The Salafi jihadist network known as the Nusra Front is the official al-Qaida branch in Syria. It is seeking the overthrow of the Assad regime and the establishment of an Islamic caliphate in a greater Syria defined as Syria, Lebanon, Israel and the Palestinian territories, the report noted.
The good news is that the group’s chances of creating a caliphate are low, according to the researchers. The bad news, they said, is that its growing presence will threaten the region and beyond for years to come.
Syria’s multi-ethnic, religiously diverse population and tradition of secular Arab nationalism mean al-Nusra probably will not be able to realize its dream of an Islamic empire, but it is set to become a dominant player among rebel groups, which “will be an important factor in shaping the Syrian religious-sectarian character, destabilize Syria, and make it difficult for any Syrian regime to govern,” the report stated.
The Nusra Front is already one of the most prominent rebel organizations in Syria due to its operational capabilities and influence among the population, it stresses.
Currently, the group’s top priority is toppling President Bashar Assad, not imposing Islamic religious law.
“To that end, the organization often tries to behave pragmatically, joining with other rebel organizations,” the study found.
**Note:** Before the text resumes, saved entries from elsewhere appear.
PR #1423, opened 2017-10-13
 refactor(textfield): De-dupe two style rules.

bwobrien:
De-dupe two style rules in mdc-textfield. Remove one that was never applied, and mark the other as @alternate.


packages/mdc-textfield/mdc-textfield.scss
```diff
@@ -266,7 +267,6 @@
   }
 
   &.mdc-textfield--disabled {
-    @include mdc-theme-prop(background-color, $mdc-textfield-light-background);
```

The Nusra Front plans to target Israel from the Syrian Golan, the researchers said, adding that the organization “can be expected to establish an operative terrorist infrastructure in the Golan Heights, a continuation of military infrastructure it is currently constructing in Deraa,” the southwestern city where the anti-Assad uprising began in 2011.
“In our assessment, Hezbollah and Palestinian terrorist organizations may integrate themselves into terrorist attacks from the Golan Heights despite the fundamental ideological differences between them.”
The Nusra Front does not yet have a significant military foothold on the Golan but has carried out a suicide bomb attack on the military intelligence headquarters of Assad’s military in the Kuneitra Governorate, which includes the Syria-held portion of the Golan.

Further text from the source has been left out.